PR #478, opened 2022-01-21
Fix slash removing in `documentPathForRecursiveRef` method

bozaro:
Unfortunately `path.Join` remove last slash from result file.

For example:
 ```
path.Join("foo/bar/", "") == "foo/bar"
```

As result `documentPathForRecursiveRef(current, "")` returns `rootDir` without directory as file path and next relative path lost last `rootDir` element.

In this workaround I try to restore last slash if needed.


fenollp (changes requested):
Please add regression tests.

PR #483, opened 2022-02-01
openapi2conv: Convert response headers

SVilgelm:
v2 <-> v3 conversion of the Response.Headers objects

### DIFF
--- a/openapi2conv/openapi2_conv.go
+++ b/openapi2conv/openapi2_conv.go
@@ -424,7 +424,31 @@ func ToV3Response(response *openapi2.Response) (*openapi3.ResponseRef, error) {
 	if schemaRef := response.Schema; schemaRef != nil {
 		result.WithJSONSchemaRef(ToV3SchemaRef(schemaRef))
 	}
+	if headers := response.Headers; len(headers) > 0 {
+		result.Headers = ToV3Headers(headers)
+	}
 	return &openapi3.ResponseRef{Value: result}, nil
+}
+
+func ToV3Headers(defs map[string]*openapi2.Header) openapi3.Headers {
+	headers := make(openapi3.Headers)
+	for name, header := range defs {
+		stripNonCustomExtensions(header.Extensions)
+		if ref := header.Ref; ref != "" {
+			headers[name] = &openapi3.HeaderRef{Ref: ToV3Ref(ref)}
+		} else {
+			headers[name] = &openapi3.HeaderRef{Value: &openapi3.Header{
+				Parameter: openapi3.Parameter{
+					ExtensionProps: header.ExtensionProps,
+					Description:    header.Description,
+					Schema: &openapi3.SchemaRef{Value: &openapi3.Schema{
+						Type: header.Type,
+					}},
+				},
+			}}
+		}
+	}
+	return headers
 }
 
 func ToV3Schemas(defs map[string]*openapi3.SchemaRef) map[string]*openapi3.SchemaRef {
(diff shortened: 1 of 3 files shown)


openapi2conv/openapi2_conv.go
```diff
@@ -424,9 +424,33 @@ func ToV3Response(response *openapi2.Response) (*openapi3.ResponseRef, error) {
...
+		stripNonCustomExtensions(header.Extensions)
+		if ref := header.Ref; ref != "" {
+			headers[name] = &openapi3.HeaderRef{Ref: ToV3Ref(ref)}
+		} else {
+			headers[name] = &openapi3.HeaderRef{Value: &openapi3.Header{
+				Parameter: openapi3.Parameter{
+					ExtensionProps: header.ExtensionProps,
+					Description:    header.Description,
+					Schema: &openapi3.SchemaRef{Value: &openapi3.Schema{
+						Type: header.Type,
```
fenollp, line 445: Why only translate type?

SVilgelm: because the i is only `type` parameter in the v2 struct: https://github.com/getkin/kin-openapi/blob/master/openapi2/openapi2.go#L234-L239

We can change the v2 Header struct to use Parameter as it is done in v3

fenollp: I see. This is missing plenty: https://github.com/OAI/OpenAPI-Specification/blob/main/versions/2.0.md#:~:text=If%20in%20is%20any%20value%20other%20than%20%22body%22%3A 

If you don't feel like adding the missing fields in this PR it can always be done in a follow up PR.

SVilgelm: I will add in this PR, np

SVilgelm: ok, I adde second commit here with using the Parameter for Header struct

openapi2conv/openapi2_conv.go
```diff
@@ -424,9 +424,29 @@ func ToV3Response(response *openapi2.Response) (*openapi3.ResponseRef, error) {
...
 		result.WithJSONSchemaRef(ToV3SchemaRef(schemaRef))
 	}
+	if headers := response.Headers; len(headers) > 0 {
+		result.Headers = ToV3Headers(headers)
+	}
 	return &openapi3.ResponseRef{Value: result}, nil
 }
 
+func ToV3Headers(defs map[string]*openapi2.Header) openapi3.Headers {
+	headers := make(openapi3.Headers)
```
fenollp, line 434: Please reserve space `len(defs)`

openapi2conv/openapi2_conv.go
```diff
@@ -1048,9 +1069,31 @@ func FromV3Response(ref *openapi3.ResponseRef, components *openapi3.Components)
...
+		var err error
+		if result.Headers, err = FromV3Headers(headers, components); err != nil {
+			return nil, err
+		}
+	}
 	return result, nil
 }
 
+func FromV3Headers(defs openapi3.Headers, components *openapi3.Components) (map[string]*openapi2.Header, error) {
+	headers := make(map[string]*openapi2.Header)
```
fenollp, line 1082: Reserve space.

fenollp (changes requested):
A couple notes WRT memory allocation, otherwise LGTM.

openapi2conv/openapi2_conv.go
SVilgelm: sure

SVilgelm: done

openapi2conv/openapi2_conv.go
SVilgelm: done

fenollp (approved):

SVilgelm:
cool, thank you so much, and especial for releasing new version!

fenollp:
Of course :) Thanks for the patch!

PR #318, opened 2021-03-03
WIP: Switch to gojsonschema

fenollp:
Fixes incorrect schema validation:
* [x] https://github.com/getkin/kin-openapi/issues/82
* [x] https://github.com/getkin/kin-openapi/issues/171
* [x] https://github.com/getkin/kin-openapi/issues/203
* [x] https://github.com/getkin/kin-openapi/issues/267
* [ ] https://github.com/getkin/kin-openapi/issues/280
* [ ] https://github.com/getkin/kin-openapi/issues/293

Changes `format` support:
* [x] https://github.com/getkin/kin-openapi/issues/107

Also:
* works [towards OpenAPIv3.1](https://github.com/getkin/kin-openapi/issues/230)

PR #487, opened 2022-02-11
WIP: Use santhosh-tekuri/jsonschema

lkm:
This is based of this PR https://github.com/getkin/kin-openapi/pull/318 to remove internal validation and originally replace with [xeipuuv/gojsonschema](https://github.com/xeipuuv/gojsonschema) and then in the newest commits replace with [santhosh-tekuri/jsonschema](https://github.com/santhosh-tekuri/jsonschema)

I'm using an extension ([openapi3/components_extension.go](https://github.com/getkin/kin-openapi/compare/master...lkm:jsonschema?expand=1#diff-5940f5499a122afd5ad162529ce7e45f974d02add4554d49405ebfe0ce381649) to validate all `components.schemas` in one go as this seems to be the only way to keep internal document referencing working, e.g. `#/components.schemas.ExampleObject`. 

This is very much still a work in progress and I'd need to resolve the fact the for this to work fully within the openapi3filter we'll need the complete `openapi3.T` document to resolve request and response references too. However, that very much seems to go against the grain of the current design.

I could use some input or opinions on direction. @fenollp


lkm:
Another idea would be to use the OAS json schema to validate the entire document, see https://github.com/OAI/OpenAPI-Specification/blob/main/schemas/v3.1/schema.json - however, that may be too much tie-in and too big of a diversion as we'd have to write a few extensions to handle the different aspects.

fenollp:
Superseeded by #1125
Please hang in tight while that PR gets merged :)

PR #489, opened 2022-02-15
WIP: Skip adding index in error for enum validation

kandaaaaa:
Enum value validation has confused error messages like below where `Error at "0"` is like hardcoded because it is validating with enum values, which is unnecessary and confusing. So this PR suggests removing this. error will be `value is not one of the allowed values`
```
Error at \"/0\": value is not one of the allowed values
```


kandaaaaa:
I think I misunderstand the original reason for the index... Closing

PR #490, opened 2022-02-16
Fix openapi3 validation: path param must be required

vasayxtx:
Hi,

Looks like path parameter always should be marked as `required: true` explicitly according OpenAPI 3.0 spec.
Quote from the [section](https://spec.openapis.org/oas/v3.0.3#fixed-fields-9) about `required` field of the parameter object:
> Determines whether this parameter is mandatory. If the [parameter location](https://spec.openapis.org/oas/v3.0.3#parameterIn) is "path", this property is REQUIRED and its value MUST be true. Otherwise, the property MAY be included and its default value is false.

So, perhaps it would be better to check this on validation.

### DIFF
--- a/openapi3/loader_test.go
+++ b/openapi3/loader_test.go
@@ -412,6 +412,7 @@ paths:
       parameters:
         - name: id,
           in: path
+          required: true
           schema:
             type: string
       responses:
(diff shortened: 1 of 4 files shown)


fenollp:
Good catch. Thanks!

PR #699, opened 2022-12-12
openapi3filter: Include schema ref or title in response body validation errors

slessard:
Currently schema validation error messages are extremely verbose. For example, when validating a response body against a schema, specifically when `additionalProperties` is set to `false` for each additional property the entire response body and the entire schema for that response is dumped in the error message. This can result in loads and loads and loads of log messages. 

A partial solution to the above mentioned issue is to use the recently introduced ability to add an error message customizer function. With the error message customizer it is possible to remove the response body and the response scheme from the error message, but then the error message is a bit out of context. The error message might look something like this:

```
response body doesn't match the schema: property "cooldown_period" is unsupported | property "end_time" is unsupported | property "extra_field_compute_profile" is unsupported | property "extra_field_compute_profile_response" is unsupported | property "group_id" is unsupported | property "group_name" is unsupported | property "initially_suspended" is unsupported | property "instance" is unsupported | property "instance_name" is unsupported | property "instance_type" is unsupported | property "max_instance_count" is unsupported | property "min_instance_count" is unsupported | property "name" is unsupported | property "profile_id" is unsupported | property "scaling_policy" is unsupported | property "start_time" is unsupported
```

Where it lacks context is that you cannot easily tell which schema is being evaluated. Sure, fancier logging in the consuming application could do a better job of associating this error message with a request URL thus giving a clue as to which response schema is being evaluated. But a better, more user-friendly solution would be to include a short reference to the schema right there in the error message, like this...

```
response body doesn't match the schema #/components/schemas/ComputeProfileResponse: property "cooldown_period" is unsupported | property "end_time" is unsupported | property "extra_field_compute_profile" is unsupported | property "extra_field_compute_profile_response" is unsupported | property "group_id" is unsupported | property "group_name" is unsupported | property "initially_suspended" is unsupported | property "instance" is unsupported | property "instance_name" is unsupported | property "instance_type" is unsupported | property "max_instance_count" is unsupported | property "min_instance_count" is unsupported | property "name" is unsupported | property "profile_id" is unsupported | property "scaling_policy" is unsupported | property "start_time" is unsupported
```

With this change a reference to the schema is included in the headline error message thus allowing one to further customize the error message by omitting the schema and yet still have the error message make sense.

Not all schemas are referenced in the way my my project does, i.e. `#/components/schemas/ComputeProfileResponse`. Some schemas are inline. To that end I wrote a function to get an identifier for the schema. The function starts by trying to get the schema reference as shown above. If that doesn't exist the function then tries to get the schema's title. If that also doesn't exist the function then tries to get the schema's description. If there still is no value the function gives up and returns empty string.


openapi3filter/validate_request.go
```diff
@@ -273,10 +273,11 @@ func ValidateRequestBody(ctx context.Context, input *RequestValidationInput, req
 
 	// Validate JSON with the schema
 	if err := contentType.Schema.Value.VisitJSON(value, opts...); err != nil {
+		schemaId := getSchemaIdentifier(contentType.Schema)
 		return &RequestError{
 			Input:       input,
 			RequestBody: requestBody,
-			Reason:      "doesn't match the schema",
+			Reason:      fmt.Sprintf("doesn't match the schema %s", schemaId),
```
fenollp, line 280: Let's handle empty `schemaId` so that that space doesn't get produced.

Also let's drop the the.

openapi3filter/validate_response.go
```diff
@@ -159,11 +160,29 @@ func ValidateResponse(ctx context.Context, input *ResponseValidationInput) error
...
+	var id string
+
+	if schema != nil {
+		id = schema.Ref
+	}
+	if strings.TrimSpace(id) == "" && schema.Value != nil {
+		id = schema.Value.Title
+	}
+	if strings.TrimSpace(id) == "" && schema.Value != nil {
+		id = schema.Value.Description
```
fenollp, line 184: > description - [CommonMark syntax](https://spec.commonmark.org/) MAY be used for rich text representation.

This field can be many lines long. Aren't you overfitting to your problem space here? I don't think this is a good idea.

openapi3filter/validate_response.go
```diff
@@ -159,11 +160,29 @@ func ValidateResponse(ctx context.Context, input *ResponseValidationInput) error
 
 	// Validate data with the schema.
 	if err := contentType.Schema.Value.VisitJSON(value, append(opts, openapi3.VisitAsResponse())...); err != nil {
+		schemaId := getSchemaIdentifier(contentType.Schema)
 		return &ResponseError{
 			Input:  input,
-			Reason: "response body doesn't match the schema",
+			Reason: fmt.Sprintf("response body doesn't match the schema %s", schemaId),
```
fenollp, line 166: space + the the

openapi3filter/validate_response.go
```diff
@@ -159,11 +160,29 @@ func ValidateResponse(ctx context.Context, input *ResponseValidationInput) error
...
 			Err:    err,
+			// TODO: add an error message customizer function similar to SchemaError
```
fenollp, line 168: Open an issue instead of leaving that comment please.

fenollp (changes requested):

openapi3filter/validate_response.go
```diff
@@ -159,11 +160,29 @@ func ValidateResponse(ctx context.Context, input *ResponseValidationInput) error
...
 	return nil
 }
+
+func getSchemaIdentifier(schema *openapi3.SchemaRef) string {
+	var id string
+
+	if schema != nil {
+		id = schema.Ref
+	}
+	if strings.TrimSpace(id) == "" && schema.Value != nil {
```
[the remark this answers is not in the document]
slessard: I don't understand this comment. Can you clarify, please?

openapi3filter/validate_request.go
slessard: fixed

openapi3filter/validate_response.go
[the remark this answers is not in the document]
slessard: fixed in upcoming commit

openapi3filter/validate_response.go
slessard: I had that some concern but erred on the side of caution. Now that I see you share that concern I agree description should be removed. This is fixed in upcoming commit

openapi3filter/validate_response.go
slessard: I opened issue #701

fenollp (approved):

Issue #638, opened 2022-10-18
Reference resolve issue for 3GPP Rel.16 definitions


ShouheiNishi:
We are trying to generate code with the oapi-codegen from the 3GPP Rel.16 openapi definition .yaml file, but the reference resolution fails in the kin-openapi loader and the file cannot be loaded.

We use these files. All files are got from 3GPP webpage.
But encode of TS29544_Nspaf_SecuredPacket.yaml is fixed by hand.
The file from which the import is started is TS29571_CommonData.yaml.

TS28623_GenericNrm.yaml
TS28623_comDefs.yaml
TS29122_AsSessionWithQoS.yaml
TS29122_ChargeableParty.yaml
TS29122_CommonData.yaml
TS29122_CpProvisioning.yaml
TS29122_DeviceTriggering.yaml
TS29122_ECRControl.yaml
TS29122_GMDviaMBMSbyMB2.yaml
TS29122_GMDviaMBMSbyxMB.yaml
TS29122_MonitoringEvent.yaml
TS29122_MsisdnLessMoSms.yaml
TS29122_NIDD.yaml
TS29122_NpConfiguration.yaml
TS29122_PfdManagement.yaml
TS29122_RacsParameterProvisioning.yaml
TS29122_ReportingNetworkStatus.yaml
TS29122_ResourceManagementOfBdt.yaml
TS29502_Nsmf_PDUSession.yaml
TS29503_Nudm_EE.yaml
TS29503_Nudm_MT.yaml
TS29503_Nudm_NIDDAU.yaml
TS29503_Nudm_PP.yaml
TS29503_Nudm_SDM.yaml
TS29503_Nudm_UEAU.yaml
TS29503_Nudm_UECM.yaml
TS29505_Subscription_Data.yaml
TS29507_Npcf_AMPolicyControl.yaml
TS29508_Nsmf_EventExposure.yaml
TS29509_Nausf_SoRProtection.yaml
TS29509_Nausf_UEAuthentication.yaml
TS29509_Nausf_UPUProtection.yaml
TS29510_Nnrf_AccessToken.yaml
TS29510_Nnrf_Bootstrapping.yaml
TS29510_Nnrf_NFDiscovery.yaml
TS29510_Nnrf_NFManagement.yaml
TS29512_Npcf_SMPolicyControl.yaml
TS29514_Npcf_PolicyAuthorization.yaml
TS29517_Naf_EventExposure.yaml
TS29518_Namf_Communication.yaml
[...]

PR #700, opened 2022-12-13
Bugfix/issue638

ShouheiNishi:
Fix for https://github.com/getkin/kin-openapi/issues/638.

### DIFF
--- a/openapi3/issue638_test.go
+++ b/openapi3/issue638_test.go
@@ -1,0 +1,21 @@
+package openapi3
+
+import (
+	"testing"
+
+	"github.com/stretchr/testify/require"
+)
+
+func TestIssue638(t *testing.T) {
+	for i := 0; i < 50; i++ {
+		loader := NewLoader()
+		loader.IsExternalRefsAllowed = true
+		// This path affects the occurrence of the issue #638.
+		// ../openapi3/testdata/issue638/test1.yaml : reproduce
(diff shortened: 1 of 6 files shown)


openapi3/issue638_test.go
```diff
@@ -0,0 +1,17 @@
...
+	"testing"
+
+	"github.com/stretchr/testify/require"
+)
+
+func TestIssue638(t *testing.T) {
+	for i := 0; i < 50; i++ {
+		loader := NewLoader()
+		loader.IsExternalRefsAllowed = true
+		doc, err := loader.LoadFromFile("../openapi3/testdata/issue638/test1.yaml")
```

■ **WHAT YOU ARE ASKED TO DO**
In the records above, find every line that contains the word "openapis" and copy it.

■ **RESULT FOR THIS TASK**
Quote from the [section](https://spec.openapis.org/oas/v3.0.3#fixed-fields-9) about `required` field of the parameter object:
> Determines whether this parameter is mandatory. If the [parameter location](https://spec.openapis.org/oas/v3.0.3#parameterIn) is "path", this property is REQUIRED and its value MUST be true. Otherwise, the property MAY be included and its default value is false.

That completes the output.